Institut für Theoretische Physik, Leibniz Universität Hannover, Appelstrasse 2, 30167 Hannover, Germany.
Phys Rev Lett. 2015 Jan 30;114(4):040402. doi: 10.1103/PhysRevLett.114.040402.
We present a novel generic framework to approximate the nonequilibrium steady states of dissipative quantum many-body systems. It is based on the variational minimization of a suitable norm of the quantum master equation describing the dynamics. We show how to apply this approach to different classes of variational quantum states and demonstrate its successful application to a dissipative extension of the Ising model, which is of importance to ongoing experiments on ultracold Rydberg atoms, as well as to a driven-dissipative variant of the Bose-Hubbard model.
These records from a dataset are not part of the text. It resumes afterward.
PR #69, opened 2020-05-13
minor UI changes and handle close button

SurajViitk:
1) UI change - Button were not visible on reducing window size.
2) On closing the window, database search task is now stopped.
3) On updating to jdk14, I was getting an error on running ./gradlew
`Error: Invalid or unsupported type: [rpm]`
so I added it, I'm not sure but there might be problems with rpm based linux distros like CentOS after adding this?

### DIFF
--- a/build.gradle
+++ b/build.gradle
@@ -241,7 +241,6 @@ runtime {
             imageOptions = ['--icon', 'src/main/resources/MZmineIcon.icns']
             installerOptions = ['--license-file', 'LICENSE.txt']
         } else {
-            installerType = "deb"
             // additional options for jpackage
             imageOptions = ['--icon', 'src/main/resources/MZmineIcon.png']
             installerOptions = ['--linux-shortcut',
--- a/build.gradle
+++ b/build.gradle
@@ -241,6 +241,7 @@ runtime {
             imageOptions = ['--icon', 'src/main/resources/MZmineIcon.icns']
             installerOptions = ['--license-file', 'LICENSE.txt']
         } else {
+            installerType = "deb"
             // additional options for jpackage
             imageOptions = ['--icon', 'src/main/resources/MZmineIcon.png']
             installerOptions = ['--linux-shortcut',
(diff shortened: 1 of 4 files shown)


src/main/java/io/github/mzmine/modules/dataprocessing/id_onlinecompounddb/SingleRowIdentificationTask.java
```diff
@@ -122,6 +122,12 @@ public void run() {
     Platform.runLater(() -> {
               resultWindowFX= new ResultWindowFX(peakListRow, searchedMass, this);
               resultWindowFX.show();
+              //close button handle
+              resultWindowFX.getScene().getWindow().setOnCloseRequest(e->{
+                if (getStatus() != TaskStatus.FINISHED) {
```
tomas-pluskal, line 127: This is wrong, because for example if the task was CANCELED you will incorrectly switch it to FINISHED.
Use this instead:
```
if ((getStatus() == TaskStatus.WAITING) || (getStatus() == TaskStatus.RUNNING)) {
   cancel();
}
```

build.gradle
```diff
@@ -241,6 +241,7 @@ runtime {
             imageOptions = ['--icon', 'src/main/resources/MZmineIcon.icns']
             installerOptions = ['--license-file', 'LICENSE.txt']
         } else {
+            installerType = "deb"
```
tomas-pluskal, line 244: This should be removed from this PR.

src/main/java/io/github/mzmine/modules/dataprocessing/id_onlinecompounddb/SingleRowIdentificationTask.java
```diff
@@ -122,6 +122,12 @@ public void run() {
     Platform.runLater(() -> {
               resultWindowFX= new ResultWindowFX(peakListRow, searchedMass, this);
               resultWindowFX.show();
+              //close button handle
+              resultWindowFX.getScene().getWindow().setOnCloseRequest(e->{
+                if (getStatus() == TaskStatus.WAITING || getStatus() == TaskStatus.PROCESSING) {
+                  setStatus(TaskStatus.FINISHED);
```
tomas-pluskal, line 128: should use `cancel()` here, not `setStatus(TaskStatus.FINISHED);`

SurajViitk: Sorry, overlooked that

Finally, we identify several advantages of the variational approach over previously employed mean-field-like methods.
我们提出了一种新的通用框架来逼近耗散量子多体系统的非平衡稳态。它基于描述动力学的量子主方程的合适范数的变分最小化。我们展示了如何将这种方法应用于不同类别的变分量子态,并成功地将其应用于伊辛模型的耗散扩展,这对于正在进行的超冷里德堡原子实验以及玻色-哈伯德模型的驱动耗散变体都非常重要。最后,我们确定了变分方法相对于先前使用的类平均场方法的几个优势。